В это же самое время, конец лета — начало осени, другая миланская семья привечала его в своем доме — семья Кантý. Музыкант бывал там из-за Джудитты Турина — той самой синьоры, с которой познакомился в Генуе. Она приходилась дочерью Джузеппе Кантý, богатому торговцу шелком, а муж ее Фердинандо Турина был богатейшим кремонским предпринимателем. Семья Турина имела дом и земельные угодья в Казальбуттано. Кроме того, у них имелся особняк в Милане. Но когда синьора Джудитта приезжала в ломбардскую столицу — а это, похоже, случалось довольно часто, потому что в глуши, каким было тогда это местечко, ей жилось скучно, — она предпочитала останавливаться в доме отца, у своих родных. И вот тут в палаццо Кантý, в квартале Сант-Андреа, Беллини встречали с огромным почетом, который очень скоро превратился в живейшую привязанность, так что, можно сказать, он стал членом семьи.

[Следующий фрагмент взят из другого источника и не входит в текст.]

PR #3963, opened 2020-11-28
Eliminate call-by-reference argument error in call to proc_heap_adjust

### LINKED ISSUE #3961: LCHUNKS error with ne11 F-case using DEBUG and threads on Anvil
On Anvil, with DEBUG, we see the following error with `res=ne11_ne11 compset=FC5AV1C-L`

```
 24: forrtl: severe (408): fort: (2): Subscript #1 of the array LCHUNKS has value 827 which is greater than the upper bound of 826
 24:
 24: Image              PC                Routine            Line        Source
 24: e3sm.exe           000000000CFDF250  Unknown               Unknown  Unknown
 24: e3sm.exe           00000000039397D5  phys_grid_mp_phys        1015  phys_grid.F90
 24: e3sm.exe           000000000426ABC5  inital_mp_cam_ini          40  inital.F90
 24: e3sm.exe           000000000087D34F  cam_comp_mp_cam_i         155  cam_comp.F90
 24: e3sm.exe           0000000000838445  atm_comp_mct_mp_a         315  atm_comp_mct.F90
 24: e3sm.exe           00000000004652ED  component_mod_mp_         257  component_mod.F90
 24: e3sm.exe           0000000000429C61  cime_comp_mod_mp_        1399  cime_comp_mod.F90
 24: e3sm.exe           000000000045BDE1  MAIN__                    122  cime_driver.F90
 24: e3sm.exe           0000000000416E1E  Unknown               Unknown  Unknown
```

I see the error with intel18 compiler and with 8 nodes using threads (144 MPI's with 18x2).

Same test on Cori does not fail in this way (but does require a fix as explained here https://github.com/E3SM-Project/E3SM/issues/3628 to run in DEBUG -- we don't think that issue is otherwise related to this one)

@worleyph found that changing -O0 to -O1 in the DEBUG definition in Macros.cmake eliminates the error

worleyph:
a) Replace array reference argument with a scalar

The call to

  call proc_heap_adjust(inv_proc_heap(ntmp2), proc_heap_remove,   &
                        max_nvsmptasks, proc_heap_len, proc_heap, &
                        proc_cost, inv_proc_heap)

in phys_grid.F90 where

  subroutine proc_heap_adjust(updated, remove, heap_dlen, &
                              heap_len, heap, cost, inv_heap)
  ...
  integer, intent(in)     :: updated
  ...
  integer, intent(inout)  :: inv_heap(0:npes-1)

modifies 'inv_heap' in the routine proc_heap_adjust, and changes the
value at the location 'inv_proc_heap(ntmp2)'. Compilation with
optimization greater than -O0 apparently caches this value (since it
is declared 'intent(in)'), so 'updated' is not changed within the
scope of the 'proc_heap_adjust' routine. -O0 compilation does not,
changing the value on 'updated' internally when 'inv_proc_heap(ntmp2)'
is changed, which causes a failure. This bug is fixed by changing
the call as follows:

  integer :: updated
  ...
  updated = inv_proc_heap(ntmp2)
  call proc_heap_adjust(updated, proc_heap_remove,   &
                        max_nvsmptasks, proc_heap_len, proc_heap, &
                        proc_cost, inv_proc_heap)

b) Fix mis-declared variables

The local variables 

   real(r8):: proc_ip      ! process id of parent of current element
   real(r8):: proc_il      ! process id of left child of current element
   real(r8):: proc_ir      ! process id of right child of current element

in the routine proc_heap_adjust in phys_grid.F90 are mis-declared. These
should be integer (though the error is innocuous except for the Cray
compiler).

[BFB]

Fixes #3961

### DIFF
--- a/components/eam/src/physics/cam/phys_grid.F90
+++ b/components/eam/src/physics/cam/phys_grid.F90
@@ -6384,6 +6384,9 @@ logical function phys_grid_initialized ()
             proc_heap_remove = .true.
          endif
          if ((proc_heap_update) .or. (proc_heap_remove)) then
+            ! Pass scalar 'updated' to 'proc_heap_adjust' instead of
+            ! 'inv_proc_heap(ntmp2)' to prevent this argument from changing
+            ! value when 'inv_proc_heap' is modified inside of 'proc_heap_adjust'
             updated = inv_proc_heap(ntmp2)
             call proc_heap_adjust(updated, proc_heap_remove,   &
                                   max_nvsmptasks, proc_heap_len, proc_heap, &
--- a/components/eam/src/physics/cam/phys_grid.F90
+++ b/components/eam/src/physics/cam/phys_grid.F90
@@ -6488,9 +6488,9 @@ logical function phys_grid_initialized ()
    integer :: proc_last    ! process id of last element
    integer :: proc_updated ! process id of updated element
    integer :: proc_i       ! process id of current element
-   real(r8):: proc_ip      ! process id of parent of current element
-   real(r8):: proc_il      ! process id of left child of current element
-   real(r8):: proc_ir      ! process id of right child of current
+   integer :: proc_ip      ! process id of parent of current element
+   integer :: proc_il      ! process id of left child of current element
+   integer :: proc_ir      ! process id of right child of current
                            !  element
 
    integer :: last_nonleaf ! index of last non-leaf in heap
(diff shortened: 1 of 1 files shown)


worleyph:
The error was observed only on Anvil and only when compiled with DEBUG==.true. (actually, when compiled with -O0) for a particular grid resolution/decomposition (with threads), but likely could occur in other situations. Tested that this eliminates the issue on Anvil with the reproducer identified by @ndkeen , and is BFB when DEBUG==.false. .

worleyph:
The mis-declared variables issue was identified by @amametjanov .

ambrad (approved):

amametjanov (approved):

worleyph:
@singhbalwinder , could you please integrate this bug fix PR? Thanks.

singhbalwinder:
Sure. I will start merging it today.

singhbalwinder:
Merged to next

PR #3964, opened 2020-11-30
Update production test for v2

rljacob:
Update the 2 atm-only and 1 fully coupled cases in the production suite to
use v2 settings.  Use tri-grid resolutions and CMIP6 compsets for all.
Also use a test mod that will turn on theta-l and other settings being used
in v2 testing.

[BFB]


rljacob:
Merged to next so the  new test names can get in cdash.

jonbob (approved):
From a visual inspection this looks like it's replicating one of the current candidates for the fully-coupled v2 configuration

PR #3967, opened 2020-11-30
account name on bebop cluster has been renamed 'e3sm'

sarich:
This change puts the new name in the cime config file

[BFB]


rljacob:
You can merge this to master.

PR #3971, opened 2020-12-03
Remove references to "cam" in submodule paths comment strings

singhbalwinder:
Replace references to "cam" and shorten submodule names in .gitmodules file

### DIFF
--- a/.gitmodules
+++ b/.gitmodules
@@ -15,7 +15,7 @@
 	path = externals/kokkos
 	url = git@github.com:E3SM-Project/kokkos.git
 	branch = e3sm/kokkos
-[submodule "components/cam/src/physics/rrtmgp/external"]
+[submodule "RRMGP"]
 	path = components/eam/src/physics/rrtmgp/external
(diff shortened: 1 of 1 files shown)


jgfouca (approved):

.gitmodules
```diff
@@ -15,7 +15,7 @@
 	path = externals/kokkos
 	url = git@github.com:E3SM-Project/kokkos.git
 	branch = e3sm/kokkos
-[submodule "components/cam/src/physics/rrtmgp/external"]
+[submodule "RRMGP"]
```
sarats, line 18: Just eyeballing, isn't the 'T' missing in RRTMGP here?

sarats: Or does this not matter in terms of finding submodule....

rljacob: Not for finding since what is in quotes is just a label to use for submodule commands.  But the T should be there.

singhbalwinder: Thanks for noticing the typo. I will fix it.

PR #3798, opened 2020-08-27
Three small BFB fixes.

ambrad:
This PR fixes three innocuous bugs, in three separate commits:

1. SL transport was exchanging one more level than necessary in its trajectory calculation. The data were ignored, so fixing this reduces comm by a little but does not change the answer.
1. The dynamics-physics remap module can do a total-area calculation on each grid independent of phys_grid.F90, but previously this was possible only in unit testing and not full simulations. Fix this. 
1. Threading was not working properly from a performance perspective in HOMME's boundary exchange. But it was still giving the correct answer.

Fixes #3587.

[BFB]

PR #3979, opened 2020-12-08
Fixes a performance bug that is already on E3SM master.

ndkeen:
A logical variable is set at declaration, when it should be set in the routine.
Fixing this will avoid a thread sync and the performance improvement
will be larger with more threads (especially useful for KNL)

[bfb]

### DIFF
--- a/components/homme/src/share/bndry_mod_base.F90
+++ b/components/homme/src/share/bndry_mod_base.F90
@@ -66,10 +66,12 @@ contains
     character*(80) errorstring
 
     logical(kind=log_kind),parameter              :: Debug=.FALSE.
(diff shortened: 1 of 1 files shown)


ambrad:
Context: This PR brings in the changes to the file https://github.com/E3SM-Project/E3SM/pull/3798/files#diff-44006873f967109dd68cde2ccecfc984a1c5ad031773cc6004924088c1b34d0c in PR #3798.

ambrad (approved):
I did a direct visual comparison of these changes. Other than a shift in line numbers, they are identical to what we did in master. Thanks!

AaronDonahue:
Merging this pull request to maint-1.0

Issue #3908, opened 2020-10-27
maint-1.1 not supported on Cori-KNL or on Cori-Haswell


worleyph:
I) For Cori-KNL using FC5AVIC-L and ne4_ne4:

 a) maint-1.1 still refers to /project/projectdirs/acme/inputdata

% ./case.setup
ERROR: inputdata root is not a directory: /project/projectdirs/acme/inputdata

 b) after replacing acme with e3sm in the case directory (three files), it then dies with 

% ./case.setup
...
   Calling /global/u2/w/worleyph/E3SM/MAINT/maint-1.1/E3SM/components/cice/cime_config/buildnml
ERROR: Command: './generate_cice_decomp.pl -ccsmroot /global/u2/w/worleyph/E3SM/MAINT/maint-1.1/E3SM -res ne4np4 -nx 866 -ny 1 -nproc 96.0 -thrds 1 -output all' failed with error 'b'Value "96.0" invalid for option nproc (number expected)\nSYNOPSIS\n     generate_cice_decomp.pl [options]\nOPTIONS\n     -ccsmroot <path>               Full pathname for ccsmroot\n                                    (required)\n     -nproc <number>      (or -n)   Number of mpi tasks used.\t\n                                    (required)\n     -nx <number>                   number of lons \n                                    (optional, default is 320)\n     -ny <number>                   number of lats\n                                    (optional, default is 384)\n     -res <resolution>    (or -r)   Horizontal resolution \n                                    (optional, default gx1v6)\n     -thrds <number>      (or -t)   Number of threads per mpi task\n                                    (optional, default 1)\n     -output <type>\t  (or -o)   Either output: all, maxblocks, bsize-x, bsize-y, or decomptype\n\t\t\t            (optional, default all)\n\nEXAMPLES\n\n   generate_cice_decomp.pl -res gx1v6 -nx 320 -ny 384  -nproc 80 -output maxblocks\n\n   will return a single value -- the optimum max number of blocks to utilize'' from dir '/global/u2/w/worleyph/E3SM/MAINT/maint-1.1/E3SM/components/cice/bld'

-------------

II) For Cori-Haswell using FC5AVIC-L and ne4_ne4:

 a) maint-1.1 still refers to /project/projectdirs/acme/inputdata

% ./case.setup
ERROR: inputdata root is not a directory: /project/projectdirs/acme/inputdata

 b) after replacing acme with e3sm in the case directory (three files), it then dies with 

% ./case.setup
[...]

PR #3980, opened 2020-12-09
Updates for Cori to use maint-1.1

ndkeen:
Several accumulated changes for Cori that are part of maint-1.0.
These changes should have no impact on results or performance.

Use scontrol instead of sqs for provenance.
Use CFS filesystem instead of projectdirs
Use e3sm_scratch instead of acme_scratch
Use project name of e3sm instead of acme
Change the way number of processors specified on srun line which can impact tests like PEM.
For cori-knl include fancier way of computing the -c flag which only affects certain cases.
Fix typo on module name.
Don't load darshan or hugepages module
Comment MPICH_CPUMASK_DISPLAY env variable as it's too verbose.
Remove PERL5LIB env var setting as that was temporary solution

[bfb]

I verified that the following test builds/runs on cori-knl:
SMS_D_P64x2_Ln5.ne4_ne4.FC5AV1C-L

### DIFF
--- a/cime/config/e3sm/machines/config_machines.xml
+++ b/cime/config/e3sm/machines/config_machines.xml
@@ -61,15 +61,15 @@
   <TESTS>e3sm_developer</TESTS>
   <COMPILERS>intel,gnu</COMPILERS>
   <MPILIBS>mpt</MPILIBS>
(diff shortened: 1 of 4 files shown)


ndkeen:
Fixes #3908

Issue #3909, opened 2020-10-27
'-f' is no longer a valid option for 'sqs' command on NERSC, causing case.submit to fail for maint-1.2


worleyph:
As documented in Issue #3699 , '-f' is no longer a valid option for 'sqs' command on NERSC. A workaround was implemented for master and for maint-1.0. However it was not implemented for maint-1.2 (for either Cori-KNL or Cori-Haswell). It was also not implemented for maint-1.1, but maint-1.1 fails during setup (see Issue #3908 ), so it has other problems.

worleyph:
Files that need to be changed are provenance.py, syslog.cori-haswell, and syslog.cori-knl . After making these changes, an F case ran successfully with full performance data archiving.

rljacob:
Can you make the PR with those changes?

worleyph:
@ndk submitted the PR to fix this for maint-1.0 (PR #3704 ). Changes should be identical. Could Noel take on this task? He'll need to make the identical changes (and more) in maint-1.1 .

rljacob:
sure.

ndkeen:
Thought PR 3981 would have closed this issue.

PR #3809, opened 2020-09-02
Update mpas-source: bugfix 3rd order advection coeff

mattdturner:
Fix bug in MPAS third-order advection coefficients, where the coefficients incorrectly have a plus sign instead of a minus.

See https://github.com/MPAS-Dev/MPAS-Model/pull/656

[non-BFB]

PR #3981, opened 2020-12-09
Several accumulated changes for Cori that are part of maint-1.0 and master

ndkeen:
Several accumulated changes for Cori that are part of maint-1.0 and master.

These changes should have no impact on results or performance.

Change using sqs to scontrol for provenance
For cori-knl include fancier way of computing the -c flag which only affects certain cases.
Fix typo on module name to remove
Don't load darshan or hugepages module

[bfb]


ndkeen:
Tested with `SMS_D_P64x2_Ln5.ne4_ne4.FC5AV1C-L` on cori-knl

ndkeen:
Fixes #3909

ndkeen:
Fixes #3809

Некоторые биографы Беллини считают, что он уехал за город осенью этого года вместе с семьей Кантý. Однако тут имеются некоторые разночтения. Одни утверждают, что музыкант поехал в Дезио, на холмы Брианцы, другие полагают, что он отправился в Мольтразио, на озеро Комо, но в обоих случаях для того, чтобы переждать, когда можно будет приняться за сочинение «Чужестранки». И в результате получилось так, что оба эти местечка оспаривают право считать своим гостем Беллини, и в каждом из них имеется мраморная доска на стене той виллы, где, как полагают, он жил вместе с семейством Кантý осенью 1828 года. Почти несомненно, однако, что это не соответствует действительности.